As far back as the days of al Qaeda in Iraq and its predecessor, Jamaat Tawheed wa al-Jihad, founded by Abu Musab al-Zarqawi, militancy has had a presence in Anbar province -- and indeed in Mosul. During the Iraq War, the U.S. military considered Mosul one of the key gateways for foreign al Qaeda in Iraq fighters to enter the country. ISIL operations in Mosul and the wider Nineveh Province are unsurprising. What is surprising is the degree of success that ISIL has managed to achieve in its latest offensive in the region".
: Global Intelligence, "Worsening Violence in Iraq Threatens Regional Security".

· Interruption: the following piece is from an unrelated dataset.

PR #841, opened 2026-06-21
Feature/custom number density atmosphere

Markus-Reichel:
Summary

  Adds a CustomNumberDensityAtmosphere model that lets users define an atmosphere from a user-supplied number density function, rather than a mass density function.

12 June 2014, in www.stratfor.com
"The US is examining air strikes and other forms of direct military action against the jihadists who have taken control of a large area of northern Iraq but the White House remains deeply reluctant to involve itself again in the country’s conflicts.
The Obama administration has received requests from the Iraqi government since the end of last year to use air power against extremist groups in the north. That pressure has become more urgent since the capture on Tuesday of Mosul, the country’s second-largest city, say current and former US officials.

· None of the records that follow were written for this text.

PR #850, opened 2026-06-24
Fix/ NaN in aerodynamic partials when a wind model is present

Markus-Reichel:
**The bug**

Running an estimation with drag + a wind model crashed with:

`Error: Lagrange interpolator cannot identify zero entry.`

The NaN came from this line in `propagationOutput.h`, which computes the wind velocity in the output frame:

`return rotationMatrixFunction() * windVelocityCorotatingFunction();`

Eigen returns this product as an expression that points at the two temporary values from the function calls. Those temporaries die when the line returns, so the result reads dead memory → NaN. 

**The fix**

Store the result in a real vector before returning, so nothing points at dead memory:

```
Eigen::Vector3d transformedWindVelocity =
    rotationMatrixFunction() * windVelocityCorotatingFunction();
return transformedWindVelocity;
```

**Additions**

- Some additional clean-up for coma model 
- using `getAerodynamicAngleCalculator() ` in `propagationOutput.h` for readability

### DIFF
--- a/include/tudat/astro/aerodynamics/comaModel.h
+++ b/include/tudat/astro/aerodynamics/comaModel.h
@@ -170,10 +170,10 @@ private:
     // ========== Hot path: Frequently accessed cached values (grouped for cache locality) ==========
 
     //! Cached solar longitude value to avoid redundant state function calls [rad]
-    double cachedSolarLongitude_;
+    mutable double cachedSolarLongitude_;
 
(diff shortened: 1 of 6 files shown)


DominicDirkx:
@Markus-Reichel Looks good to me! If you could run the auto-formatting (you can also set it up to do this automatically), I think this culd be merged!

However, although the administration has indicated it will accelerate the sale of arms to Iraq, it has not yet decided to get directly involved in the conflict with the Islamic State of Iraq and the Levant, the al-Qaeda splinter group known as Isis" .
Geoff Dyer, "Isis drags US back to where Washington fears to tread". The Financial Times
12 June 2014, in www.ft.com
The downfall of Mosul in a lightning attack by the "Islamic State in Iraq and the
Levant" otherwise known as 'ISIS' is both surprising and alarming. That an ultra-extreme
Sunni group of out and out terrorists have managed to attack and take Iraq's second largest
city without almost any opposition by the nominal Iraqi army seems to indicate the pitfalls post-facto
to the 'decent interval' American strategy towards Iraq since 2009. Which is not to have any nostalgia for the endemic idiocy which caused the United States to invade Iraq in 2003 in the first place. Merely that having invaded and overthrown the Saddam Hussein regime, the Americans did indeed to a degree 'reap the whirlwind' by not ensuring that either a sufficiently strong regime remained on the ground once they decided to withdraw or conversely ensure that a trip-wire American presence remained 'in country'. Of course, both the former and the latter are in retrospect easier said then done. The egregious Maliki government, which being au fond
, a junior ally of the regime of Mullahs in Persia, was hardily enthusiastic about a continuing American presence. Nor did the fact that Maliki has insisted on governing as not a national Iraqi leader but a sectarian and partisan Shiite and pro-Persian one make matters any better. Indeed there would have been and in indeed would be something quite absurd in having American forces prop-up a irresponsible, pro-Persian, sectarian Shiite regime in Baghdad. While the American, neo-conservative commentator, Mr. Max Boot's own prior history on the subject of Iraq is riddled with errata
to numerous to speak of, his comments to-day point up to an obvious fact: that the Maliki government must go 1.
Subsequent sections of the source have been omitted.